En entretien exclusif avec Acteurs publics, le secrétaire d’État argentin à la Culture, Jorge Coscia, revendique le partenariat de la France et de l’Argentine dans la défense de l’exception culturelle, qui vise à différencier les biens culturels des produits de consommation dans les négociations internationales.
Ce partenariat avait d’ailleurs été rappelé par l’ambassadeur de France en Argentine, Jean-Michel Casa, fin janvier, lors de la présentation de la saison culturelle 2014 de la France en Argentine, en présence de l’ancien Premier ministre Jean-Marc Ayrault et de la présidente de la République argentine, Cristina Fernández de Kirchner.
“La défense de l’exception culturelle est un axe central des politiques publiques menées par l’État argentin et, par ailleurs, un pilier de notre coopération avec la France. Nous avons toujours été partisans du concept, affirme Jorge Coscia, également ancien réalisateur. Cette volonté se traduit par un budget alloué à la culture historiquement élevé : 0,2 % du budget national. Et 0,5 % en tenant compte des infrastructures vouées aux activités culturelles”, précise-t-il.
Budget de 406 millions d’euros
Le fleuron de cette politique est l’Institut national du cinéma et des arts audiovisuels (INCAA), alter ego du Centre national du cinéma (CNC) français, qui finance plus de 100 longs métrages par an, soutenant ainsi toute l’industrie. Le budget de l’INCAA, de 406 millions d’euros en 2012, est destiné à des crédits, subventions, lancements de films et téléfilms, et à ses 339 employés. Il est issu d’un prélèvement sur chaque entrée de cinéma, d’après une loi qui impose aussi la diffusion d’un film argentin tous les trimestres dans chaque complexe de salles.
Le directeur national des Arts visuels, Andrés Duprat, rappelle que le rôle de l’État s’est affaibli dans les années 1990. “La culture n’a pas échappé à cette tendance. Des fondations privées ont pris l’espace laissé vacant par l’État, mais seulement à Buenos Aires. Ces dix dernières années, l’État a regagné du terrain. Ses aides à la production artistique ne sont pas un coût, mais un investissement. Cela fait partie du développement culturel et touristique. Nous avons lancé des programmes auparavant impensables, comme l’achat de 100 œuvres au prix fort à autant d’artistes, qui ont été confiées à 10 musées”, détaille-t-il.
“Droit à la pluralité”
Le rôle croissant de l’État argentin dans la vie artistique s’expliquerait en grande partie par une plus grande prise de conscience d’appartenir à la région sud-américaine, “chose peu évidente car nous avons encore tendance à voir l’Europe comme notre référence culturelle”, dit-il.

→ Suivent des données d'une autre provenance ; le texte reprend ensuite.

PR #1547, opened 2025-02-11
Develop connection lost dialog

jbflo:
----Edited ---
Same here, Idea was to remove the deprecated " this.ref ",
but ending changing a bit more the component.

- Transform to functional component 
- give user options to reload if not automatically reconnect  "

### DIFF
--- a/ui/src/containers/ConnectionLostDialog.jsx
+++ b/ui/src/containers/ConnectionLostDialog.jsx
@@ -1,88 +1,26 @@
-/* eslint-disable react/jsx-handler-names */
-/* eslint-disable react/no-string-refs */
 import React from 'react';
-import { connect } from 'react-redux';
-import { bindActionCreators } from 'redux';
+import { useSelector } from 'react-redux';
 import { Modal, Button } from 'react-bootstrap';
-import { showConnectionLostDialog } from '../actions/general';
 
-export class ConnectionLostDialog extends React.Component {
-  constructor(props) {
-    super(props);
-    this.accept = this.accept.bind(this);
-    this.reject = this.reject.bind(this);
-    this.intervalCb = this.intervalCb.bind(this);
-    this.seconds = 60;
-    this.timerid = undefined;
-  }
+export function ConnectionLostDialog() {
+  const show = useSelector((state) => state.general.showConnectionLostDialog);
 
-  intervalCb() {
-    this.seconds--;
-
-    if (this.refs.countdown) {
-      this.refs.countdown.innerHTML = this.seconds;
-    }
-
-    if (this.seconds < 1) {
-      this.seconds = 0;
-      this.accept();
-    }
-  }
-
-  accept() {
-    this.forceUpdate();
-  }
-
-  reject() {
-    this.props.hide();
-  }
-
-  render() {
-    this.seconds = 60;
-
-    if (this.timerid) {
-      clearInterval(this.timerid);
-    }
-
-    this.timerid = setInterval(this.intervalCb, 1000);
-    setTimeout(() => {
-      clearInterval(this.timerid);
-    }, this.seconds * 1000);
-
-    return (
-      <Modal show={this.props.show} onHide={this.props.hide}>
-        <Modal.Header>
-          <Modal.Title>Connection lost</Modal.Title>
-        </Modal.Header>
-        <Modal.Body>
-          Ooops ! There seems to be a problem with the internet connection, the
-          connection to the server was lost. Trying to reconnect in{' '}
-          <span ref="countdown">{this.seconds}</span> s
-        </Modal.Body>
-        <Modal.Footer>
-          <Button onClick={this.accept}> Try again </Button>
-        </Modal.Footer>
-      </Modal>
-    );
-  }
+  return (
+    <Modal show={show}>
+      <Modal.Header>
+        <Modal.Title>Connection lost</Modal.Title>
+      </Modal.Header>
+      <Modal.Body>
+        Trying to reconnect now...
+        <br />
+        If the issue persists, please check your Internet connection or reload
+        the page.
+      </Modal.Body>
+      <Modal.Footer>
+        <Button onClick={() => window.location.reload(true)}> Reload </Button>
+      </Modal.Footer>
+    </Modal>
+  );
 }
 
-function mapStateToProps(state) {
-  return {
-    show: state.general.showConnectionLostDialog,
-  };
-}
-
-function mapDispatchToProps(dispatch) {
-  return {
-    hide: bindActionCreators(
-      showConnectionLostDialog.bind(null, false),
-      dispatch,
-    ),
-  };
-}
-
-export default connect(
-  mapStateToProps,
-  mapDispatchToProps,
-)(ConnectionLostDialog);
+export default ConnectionLostDialog;


marcus-oscarsson:
Well done !

ui/src/containers/ConnectionLostDialog.jsx
```diff
@@ -1,88 +1,78 @@
...
-      this.refs.countdown.innerHTML = this.seconds;
-    }
+  const [timerElapsed, setTimerElapsed] = useState(30);
 
-    if (this.seconds < 1) {
-      this.seconds = 0;
-      this.accept();
-    }
-  }
+  const [buttonLoading, setbuttonLoading] = useState(false);
```
axelboc: `setButtonLoading`

ui/src/containers/ConnectionLostDialog.jsx
```diff
@@ -1,88 +1,78 @@
...
-        </Modal.Footer>
-      </Modal>
-    );
+  function rejectHide() {
+    // if server still disconnect after 9 second show dialog again
+    if (serverIO.isServerDisconnect()) {
+      setTimeout(() => {
+        dispatch(showConnectionLostDialog(true));
+        setTimerElapsed(30);
+      }, 9000);
```
axelboc: Perhaps in `serverIO`, you could start a `setInterval` on line 126 (around the `dispatch` call of the `showConnectionLostDialog` action)? This would maintain the separation of concerns between `serverIO` and the connection lost dialog (which should only care about the Redux state `state.general.showConnectionLostDialog`)

> Don't forget to clean up the `setInterval` the same way as the `setTimeout`.

That being said, this feels like a hack to account for the fact that the dialog is dismissable...

ui/src/containers/ConnectionLostDialog.jsx
```diff
@@ -1,88 +1,78 @@
...
-    setTimeout(() => {
-      clearInterval(this.timerid);
-    }, this.seconds * 1000);
+  useEffect(() => {
+    if (show) {
+      const forceUpdateInterval = setInterval(intervalCb, 1000);
+      return () => clearInterval(forceUpdateInterval);
+    }
+    return null;
+  });
```
axelboc: This effect re-runs on every render because you don't pass a dependency array — i.e. you end up cleaning up and recreating `setInterval` every second. It's a bit convoluted, but it should look like this, roughly:

```suggestion
  useEffect(() => {
    if (!show) {
      return null;
    }
   
    const interval = setInterval(() => {
      setTimerElapsed(sec => sec - 1);
    }, 1000);
    
    return () => clearInterval(interval);
  }, []);
  
  useEffect(() => {
    if (timerElapsed === 1) {
      accept();
      setTimeout(() => setTimerElapsed(30), 1000);
    }
  }, [timerElapsed, accept]);
```

> You'd also need to wrap `accept` in a `useCallback`.

However, I'd prefer to remove this count down timer altogether, as mentioned.

axelboc (commented):
I think we need to rethink the UX of this a bit more to make the implementation simpler.

- First, should the dialog really be dismissable? If you dismiss it, you're in an invalid state, so you might as well reload the page.
- Since the countdown doesn't actually do anything, why show it at all? I definitely don't think the page should reload automatically after 1 min. Why not just replace the "Try again" button with a "Reload page" button?

With the above, we remove all the logic related to the timer, the fake loading state and the interval to show the dialog again if dismissed.

ui/src/containers/ConnectionLostDialog.jsx
marcus-oscarsson: Yes, I don't really know why we added this countdown timer. I also think a "Try again" button as @axelboc mentions above is nicer solution and makes things a bit simpler.

It would also be good if we could prevent the dialog from being closed as well.

jbflo: I guess the countdown was added to make the automatic page reload more intuitive for the user. This was initially implemented to handle server  and user  state synchronization   

Previously, remote users who left the screen open and returned later might see the queue still running, while the local contact reported it as finished. The auto force update with a countdown helped prevent this issue by ensuring synchronization after a timeout.

this is handle differently now.


 it seems showConnectionLostDialog is not so relevant now.

ui/src/containers/ConnectionLostDialog.jsx
jbflo: Removed .

ui/src/containers/ConnectionLostDialog.jsx
```diff
@@ -1,88 +1,38 @@
...
-    ),
-  };
+  return (
+    <Modal show={show}>
+      <Modal.Header>
+        <Modal.Title>Connection lost</Modal.Title>
+      </Modal.Header>
+      <Modal.Body>
+        Ooops ! There seems to be a problem with the internet connection, the
+        connection to the server was lost. Try realoding the page.
```
axelboc: Maybe a good time to rephrase this?

```suggestion
        Trying to reconnect now... If the issue persists, please check your Internet connection or reload the page.
```

The idea is to make it clear that the connection will be reestablished automatically if possible. It's to avoid people reloading the page right away, because if they reload before their internet connection is restored or before the server has restarted, they'll get an error page and have to try reloading again and again...

ui/src/containers/ConnectionLostDialog.jsx
```diff
@@ -1,88 +1,38 @@
...
-      this.seconds = 0;
-      this.accept();
-    }
-  }
-
-  accept() {
-    this.forceUpdate();
-  }
+export function ConnectionLostDialog() {
+  const [buttonLoading, setButtonLoading] = useState(false);
```
axelboc: I wouldn't even keep this state. If users click "Reload", we want to reload the page as quickly as possible.

ui/src/containers/ConnectionLostDialog.jsx
```diff
@@ -1,88 +1,38 @@
...
-          <Button onClick={this.accept}> Try again </Button>
-        </Modal.Footer>
-      </Modal>
-    );
+  function accept() {
+    // just a visual effect
+    setButtonLoading(true);
+    setTimeout(() => setButtonLoading(false), 500);
+    // Reload window / do a force state update maybe?
+    window.location.reload(true);
```
axelboc: Therefore, I would keep only this line and inline it in an arrow function in the JSX.

ui/src/containers/ConnectionLostDialog.jsx
```diff
@@ -1,88 +1,38 @@
...
+      </Modal.Header>
+      <Modal.Body>
+        Ooops ! There seems to be a problem with the internet connection, the
+        connection to the server was lost. Try realoding the page.
+      </Modal.Body>
+      <Modal.Footer>
+        {buttonLoading ? (
+          <Spinner animation="border" />
+        ) : (
+          <Button onClick={accept}> Reload </Button>
```
axelboc:
```suggestion
          <Button variant="outline-secondary" onClick={accept}>Reload</Button>
```

- More subtle button so people don't rush to click on it?
- Don't think the extra space around the label is needed but if you really want it, I'd prefer a Bootstrap class :wink:

axelboc (commented):
Thanks a lot for the well-needed clean-up!

ui/src/containers/ConnectionLostDialog.jsx
marcus-oscarsson: Not entirely certain that was why. I think we just tried to be informative, and it ended up to be misleading in stead. Anyways the suggested solution is nicer

axelboc: I guess showing the websocket reconnection timer would perhaps be more useful ... but definitely not worth the effort and complexity IMO :joy:

marcus-oscarsson: yes, that would be more correct. But a clear message saying that it will automatically reconnect is also fine :)

axelboc (approved):
Thanks!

Sur les mêmes principes, Jorge Coscia annonce la création imminente d’un Institut national de la musique qui subventionnera l’activité par l’achat public de représentations, notamment dans le cadre de festivals. “La défense de l’exception culturelle dépasse l’intérêt national, insiste-t-il. Il s’agit d’un droit à l’échange et à la pluralité qui contrecarre l’hégémonie culturelle anglo-saxonne, basée sur des pressions économiques dans la distribution. Aussi, le cinéma français diffusé en Argentine l’est essentiellement sur la chaîne publique, Encuentro. De façon réciproque, l’Argentine bénéficie du dispositif Fonds Sud cinéma du CNC, rebaptisé récemment Aide aux cinéma du monde.”